Prompt = The answer must be the data, repeated exactly.

Dataset entries
Issue #4, opened 2019-06-11
Operator should use knative/pkg controller


greghaynes:
Currently the operator uses controller-runtime / operator-sdk. We should retool it on top of Knative's controller lib to more closely resemble the other Knative operators.

houshengbo:
We need to first generate the client code for the knativeserving resource under pkg/api.
Then, rewrite both of the controller package and main.go about how to create & start the controller.

houshengbo:
We have already resolved it, by finishing the structural transition from controller-runtime to knative/pkg.

PR #77, opened 2019-07-16
Change the branch from master to client-go for dependency jcrossley3/manifestival 🧗‍♂️

houshengbo:
Co-authored-by: Markus Thömmes \<markusthoemmes@me.com\>
## Proposed Changes

* This PR replaces the clients of controller-runtime with either KS client or kubeclient.
* This PR regenerates the dependencies.

**Release Note**

```release-note

```

### DIFF
--- a/pkg/reconciler/knativeserving/knativeserving_controller.go
+++ b/pkg/reconciler/knativeserving/knativeserving_controller.go
@@ -32,6 +32,7 @@ import (
 	"github.com/operator-framework/operator-sdk/pkg/predicate"
 	appsv1 "k8s.io/api/apps/v1"
 	v1 "k8s.io/api/core/v1"
+	metav1 "k8s.io/apimachinery/pkg/apis/meta/v1"
 	"k8s.io/apimachinery/pkg/api/errors"
 	"k8s.io/apimachinery/pkg/apis/meta/v1/unstructured"
 	"k8s.io/client-go/dynamic"
@@ -108,7 +109,7 @@ type ReconcileKnativeServing struct {
 // Create manifestival resources and KnativeServing, if necessary
 func (r *ReconcileKnativeServing) InjectClient(c client.Client) error {
 	koDataDir := os.Getenv("KO_DATA_PATH")
-	m, err := mf.NewManifest(filepath.Join(koDataDir, "knative-serving/"), *recursive, c)
+	m, err := mf.NewManifest(filepath.Join(koDataDir, "knative-serving/"), *recursive, r.clientConfig)
 	if err != nil {
 		log.Error(err, "Failed to load manifest")
 		return err
@@ -135,7 +136,7 @@ func (r *ReconcileKnativeServing) Reconcile(request reconcile.Request) (reconcil
 	instance := &servingv1alpha1.KnativeServing{}
 	if err := r.client.Get(context.TODO(), request.NamespacedName, instance); err != nil {
 		if errors.IsNotFound(err) {
-			r.config.DeleteAll()
+			r.config.DeleteAll(&metav1.DeleteOptions{})
 			reqLogger.V(1).Info("No KnativeServing")
 			return reconcile.Result{}, nil
 		}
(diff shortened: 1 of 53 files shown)


houshengbo:
@bbrowning 
We used to create the manifestval with 
```
mf.NewManifest(filepath.Join(koDataDir, "knative-serving/"), *recursive, c)
```, but now we switch to use

```
mf.NewManifest(filepath.Join(koDataDir, "knative-serving/"), *recursive, r.clientConfig)
```

The last(third) param we used before was the client.Client in controller-runtime. I guess it did some verification or retry to make sure the manifestival loads the updated information about the CRDs in kube. However, the param r.clientConfig is just a config, which cannot make sure the manifestival has the up-to-date info regarding the CRDs in kube. This is my guess about the reason it fails.

**Comment by bbrowning** [comment]
I was able to reproduce this locally on minikube and can confirm that the `Image` CRD is defined but the controller reconcile loop can never find it. However, if I delete the serving operator pod, then the reconcile loop succeeds and successfully installs Knative Serving.

This adds weight that the client is caching some list of installed CRDs in the cluster and we need to either wait for CRDs to be installed before creating instances of those CRs or refresh the client's cache when we hit this error. I'll try to find out how to do one of those two.

File: pkg/reconciler/knativeserving/knativeserving_controller.go [hunk 1]
```diff
@@ -62,7 +64,8 @@ func Add(mgr manager.Manager) error {
 
 // newReconciler returns a new reconcile.Reconciler
 func newReconciler(mgr manager.Manager) reconcile.Reconciler {
-	return &ReconcileKnativeServing{client: mgr.GetClient(), scheme: mgr.GetScheme()}
+	clientConfig, _ := clientcmd.BuildConfigFromFlags("", "")
```
trshafer: What are these flags for?

houshengbo: Was trying to use a config passed from the manager, but created it here for a quick test.
should be masterurl and kubeconfig passed into.

bbrowning:
I was able to confirm that this is a client caching issue and workaround it by the hacky solution below that indirectly calls `NewManifest` on manifestival that creates new client-go Clients. This isn't a solution I'd propose as the right one, but it does get things working.

We need some way to tell the client to refresh its discovery mappings after the Knative Serving CRDs are installed in the cluster.

```diff
diff --git a/pkg/reconciler/knativeserving/knativeserving_controller.go b/pkg/reconciler/knativeserving/knativeserving_controller.go
index 1092ba0..f69d902 100644
--- a/pkg/reconciler/knativeserving/knativeserving_controller.go
+++ b/pkg/reconciler/knativeserving/knativeserving_controller.go
@@ -205,6 +206,9 @@ func (r *ReconcileKnativeServing) install(instance *servingv1alpha1.KnativeServi
                err = extensions.PreInstall(instance)
                if err == nil {
                        err = r.config.ApplyAll()
+                       if err != nil {
+                               r.InjectClient(r.client)
+                       }
                        if err == nil {
                                err = extensions.PostInstall(instance)
                        }
```

houshengbo:
Let me tentatively put this quick fix here.
After https://github.com/knative/serving-operator/issues/4 is implemented, we probably do not need this fix any more.

pkg/reconciler/knativeserving/knativeserving_controller.go
houshengbo: Check https://github.com/knative/serving-operator/pull/78 for a better way to access the cfg. May use that one instead.

jcrossley3:
FWIW, we had to fix operator-sdk (actually controller-runtime) similarly: https://github.com/operator-framework/operator-sdk/issues/1328

pkg/reconciler/knativeserving/knativeserving_controller.go
```diff
@@ -201,6 +205,9 @@ func (r *ReconcileKnativeServing) install(instance *servingv1alpha1.KnativeServi
 		err = extensions.PreInstall(instance)
 		if err == nil {
 			err = r.config.ApplyAll()
+			if err != nil {
```
greghaynes: Can we add a link / a description of why were doing this (to force our client to refresh its CRD discovery mappings)?

houshengbo: Done.

markusthoemmes: The root cause of this seems to be that Manifestival's RESTMapper doesn't refresh itself. The operator-sdk provides such a mapper.

I think https://github.com/jcrossley3/manifestival/blob/2d595bb74f312fb5f9228ade0de5dbf792840061/manifestival.go#L54 needs to change to said mapper and we might not need this workaround.

jcrossley3: Doh! Why didn't I think of that?!?! Good call. I'll take care of it!

jcrossley3: I have updated the `client-go` branch of manifestival to use a dynamic RESTMapper that will obviate the need for this workaround. There should be no need to refresh the client anymore.

jcrossley3:
/hold
This change is obsolete in light of #94 after the `client-go` manifestival dep is updated.

houshengbo:
@jcrossley3 @markusthoemmes Shall we unhold this one to go in?

jcrossley3:
> @jcrossley3 @markusthoemmes Shall we unhold this one to go in?

Check the deps. I get errors from `hack/update-deps.sh`

jcrossley3:
Nevermind. My `vendor/` was screwed up.
/hold cancel

houshengbo:
@jcrossley3 Based on the discussion with @markusthoemmes in the past: when vendor screwed up, run the following commands:
```
rm -rf vendor/
rm Gopkg.lock
dep ensure -v
./hack/update-deps.sh
```

Shall we create a script named regenerate-deps.sh to all the steps?

PR #78, opened 2019-07-16
Access the resources with kubeclient and dynamicclient

houshengbo:
Closes: #78


greghaynes:
this LGTM - I dont really have insight to the openshift bits or a way to test them though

Reply =
Issue #4, opened 2019-06-11
Operator should use knative/pkg controller


greghaynes:
Currently the operator uses controller-runtime / operator-sdk. We should retool it on top of Knative's controller lib to more closely resemble the other Knative operators.

houshengbo:
We need to first generate the client code for the knativeserving resource under pkg/api.
Then, rewrite both of the controller package and main.go about how to create & start the controller.

houshengbo:
We have already resolved it, by finishing the structural transition from controller-runtime to knative/pkg.

PR #77, opened 2019-07-16
Change the branch from master to client-go for dependency jcrossley3/manifestival 🧗‍♂️

houshengbo:
Co-authored-by: Markus Thömmes \<markusthoemmes@me.com\>
## Proposed Changes

* This PR replaces the clients of controller-runtime with either KS client or kubeclient.
* This PR regenerates the dependencies.

**Release Note**

```release-note

```

### DIFF
--- a/pkg/reconciler/knativeserving/knativeserving_controller.go
+++ b/pkg/reconciler/knativeserving/knativeserving_controller.go
@@ -32,6 +32,7 @@ import (
 	"github.com/operator-framework/operator-sdk/pkg/predicate"
 	appsv1 "k8s.io/api/apps/v1"
 	v1 "k8s.io/api/core/v1"
+	metav1 "k8s.io/apimachinery/pkg/apis/meta/v1"
 	"k8s.io/apimachinery/pkg/api/errors"
 	"k8s.io/apimachinery/pkg/apis/meta/v1/unstructured"
 	"k8s.io/client-go/dynamic"
@@ -108,7 +109,7 @@ type ReconcileKnativeServing struct {
 // Create manifestival resources and KnativeServing, if necessary
 func (r *ReconcileKnativeServing) InjectClient(c client.Client) error {
 	koDataDir := os.Getenv("KO_DATA_PATH")
-	m, err := mf.NewManifest(filepath.Join(koDataDir, "knative-serving/"), *recursive, c)
+	m, err := mf.NewManifest(filepath.Join(koDataDir, "knative-serving/"), *recursive, r.clientConfig)
 	if err != nil {
 		log.Error(err, "Failed to load manifest")
 		return err
@@ -135,7 +136,7 @@ func (r *ReconcileKnativeServing) Reconcile(request reconcile.Request) (reconcil
 	instance := &servingv1alpha1.KnativeServing{}
 	if err := r.client.Get(context.TODO(), request.NamespacedName, instance); err != nil {
 		if errors.IsNotFound(err) {
-			r.config.DeleteAll()
+			r.config.DeleteAll(&metav1.DeleteOptions{})
 			reqLogger.V(1).Info("No KnativeServing")
 			return reconcile.Result{}, nil
 		}
(diff shortened: 1 of 53 files shown)


houshengbo:
@bbrowning 
We used to create the manifestval with 
```
mf.NewManifest(filepath.Join(koDataDir, "knative-serving/"), *recursive, c)
```, but now we switch to use

```
mf.NewManifest(filepath.Join(koDataDir, "knative-serving/"), *recursive, r.clientConfig)
```

The last(third) param we used before was the client.Client in controller-runtime. I guess it did some verification or retry to make sure the manifestival loads the updated information about the CRDs in kube. However, the param r.clientConfig is just a config, which cannot make sure the manifestival has the up-to-date info regarding the CRDs in kube. This is my guess about the reason it fails.

**Comment by bbrowning** [comment]
I was able to reproduce this locally on minikube and can confirm that the `Image` CRD is defined but the controller reconcile loop can never find it. However, if I delete the serving operator pod, then the reconcile loop succeeds and successfully installs Knative Serving.

This adds weight that the client is caching some list of installed CRDs in the cluster and we need to either wait for CRDs to be installed before creating instances of those CRs or refresh the client's cache when we hit this error. I'll try to find out how to do one of those two.

File: pkg/reconciler/knativeserving/knativeserving_controller.go [hunk 1]
```diff
@@ -62,7 +64,8 @@ func Add(mgr manager.Manager) error {
 
 // newReconciler returns a new reconcile.Reconciler
 func newReconciler(mgr manager.Manager) reconcile.Reconciler {
-	return &ReconcileKnativeServing{client: mgr.GetClient(), scheme: mgr.GetScheme()}
+	clientConfig, _ := clientcmd.BuildConfigFromFlags("", "")
```
trshafer: What are these flags for?

houshengbo: Was trying to use a config passed from the manager, but created it here for a quick test.
should be masterurl and kubeconfig passed into.

bbrowning:
I was able to confirm that this is a client caching issue and workaround it by the hacky solution below that indirectly calls `NewManifest` on manifestival that creates new client-go Clients. This isn't a solution I'd propose as the right one, but it does get things working.

We need some way to tell the client to refresh its discovery mappings after the Knative Serving CRDs are installed in the cluster.

```diff
diff --git a/pkg/reconciler/knativeserving/knativeserving_controller.go b/pkg/reconciler/knativeserving/knativeserving_controller.go
index 1092ba0..f69d902 100644
--- a/pkg/reconciler/knativeserving/knativeserving_controller.go
+++ b/pkg/reconciler/knativeserving/knativeserving_controller.go
@@ -205,6 +206,9 @@ func (r *ReconcileKnativeServing) install(instance *servingv1alpha1.KnativeServi
                err = extensions.PreInstall(instance)
                if err == nil {
                        err = r.config.ApplyAll()
+                       if err != nil {
+                               r.InjectClient(r.client)
+                       }
                        if err == nil {
                                err = extensions.PostInstall(instance)
                        }
```

houshengbo:
Let me tentatively put this quick fix here.
After https://github.com/knative/serving-operator/issues/4 is implemented, we probably do not need this fix any more.

pkg/reconciler/knativeserving/knativeserving_controller.go
houshengbo: Check https://github.com/knative/serving-operator/pull/78 for a better way to access the cfg. May use that one instead.

jcrossley3:
FWIW, we had to fix operator-sdk (actually controller-runtime) similarly: https://github.com/operator-framework/operator-sdk/issues/1328

pkg/reconciler/knativeserving/knativeserving_controller.go
```diff
@@ -201,6 +205,9 @@ func (r *ReconcileKnativeServing) install(instance *servingv1alpha1.KnativeServi
 		err = extensions.PreInstall(instance)
 		if err == nil {
 			err = r.config.ApplyAll()
+			if err != nil {
```
greghaynes: Can we add a link / a description of why were doing this (to force our client to refresh its CRD discovery mappings)?

houshengbo: Done.

markusthoemmes: The root cause of this seems to be that Manifestival's RESTMapper doesn't refresh itself. The operator-sdk provides such a mapper.

I think https://github.com/jcrossley3/manifestival/blob/2d595bb74f312fb5f9228ade0de5dbf792840061/manifestival.go#L54 needs to change to said mapper and we might not need this workaround.

jcrossley3: Doh! Why didn't I think of that?!?! Good call. I'll take care of it!

jcrossley3: I have updated the `client-go` branch of manifestival to use a dynamic RESTMapper that will obviate the need for this workaround. There should be no need to refresh the client anymore.

jcrossley3:
/hold
This change is obsolete in light of #94 after the `client-go` manifestival dep is updated.

houshengbo:
@jcrossley3 @markusthoemmes Shall we unhold this one to go in?

jcrossley3:
> @jcrossley3 @markusthoemmes Shall we unhold this one to go in?

Check the deps. I get errors from `hack/update-deps.sh`

jcrossley3:
Nevermind. My `vendor/` was screwed up.
/hold cancel

houshengbo:
@jcrossley3 Based on the discussion with @markusthoemmes in the past: when vendor screwed up, run the following commands:
```
rm -rf vendor/
rm Gopkg.lock
dep ensure -v
./hack/update-deps.sh
```

Shall we create a script named regenerate-deps.sh to all the steps?

PR #78, opened 2019-07-16
Access the resources with kubeclient and dynamicclient

houshengbo:
Closes: #78


greghaynes:
this LGTM - I dont really have insight to the openshift bits or a way to test them though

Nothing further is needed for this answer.